Abstract
Diabetes is a chronic metabolic disease characterized by hyperglycemia in the absence of treatment. Among the diabetes-associated complications, cardiovascular disease is the major cause of mortality and morbidity in diabetic patients. Diabetes causes a complex myocardial dysfunction, referred as diabetic cardiomyopathy, which even in the absence of other cardiac risk factors results in abnormal diastolic and systolic function. Besides mechanical abnormalities, altered electrical function is another major feature of the diabetic myocardium. Both type 1 and type 2 diabetic patients often show cardiac electrical remodeling, mainly a prolonged ventricular repolarization visible in the electrocardiogram as a lengthening of the QT interval duration.

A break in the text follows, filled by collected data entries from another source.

PR #459, opened 2020-11-15
Fail connection on forbidden authz

### LINKED ISSUE #448: Fail connection immediately if authorize() called and 403 returned
The first task here is to validate whether this client library behaves per `RSA4d` and `RSA4d1`, as added in https://github.com/ably/docs/pull/961 with reference implementation in https://github.com/ably/ably-js/pull/680.

If not, then implement correct behaviour with appropriate testing.

┆Issue is synchronized with this [Jira Story](https://ably.atlassian.net/browse/SDK-126) by [Unito](https://www.unito.io)

sacOO7:
- Fixed flaky test behavior 
- Fixes #448


sacOO7:
@marto83 I have made some cross-domain changes ( Had no other choice). Please go through the code, and let me know if you feel, there is a better way to do it ( To publish ConnectionFailed event).

marto83 (commented):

The underlying mechanisms at the cellular level involve alterations on the expression and activity of several cardiac ion channels and their associated regulatory proteins. Consequent changes in sodium, calcium and potassium currents collectively lead to a delay in repolarization that can increase the risk of developing life-threatening ventricular arrhythmias and sudden death. QT duration correlates strongly with the risk of developing torsade de pointes, a form of ventricular tachycardia that can degenerate into ventricular fibrillation. Therefore, QT prolongation is a qualitative marker of proarrhythmic risk, and analysis of ventricular repolarization is therefore required for the approval of new drugs. To that end, the Thorough QT/QTc analysis evaluates QT interval prolongation to assess potential proarrhythmic effects. In addition, since diabetic patients have a higher risk to die from cardiovascular causes than individuals without diabetes, cardiovascular safety of the new antidiabetic drugs must be carefully evaluated in type 2 diabetic patients. These cardiovascular outcome trials reveal that some glucose-lowering drugs actually reduce cardiovascular risk. The mechanism of cardioprotection might involve a reduction of the risk of developing arrhythmia.
Highlights
Diabetes affected 422 million adults in 2014 (WHO, 2021), but the incidence and the associated socio-sanitary cost are steadily rising
In 1983, Fein et al described for the first time a lengthening of the cardiac action potential duration (APD) in a rat model of Type 1 diabetes (T1D) (Fein et al, 1983), an effect consistently confirmed in rodent and non-rodent models (Magyar et al, 1992; Casis et al, 2000; Lengyel et al, 2007; Torres-Jacome et al, 2013)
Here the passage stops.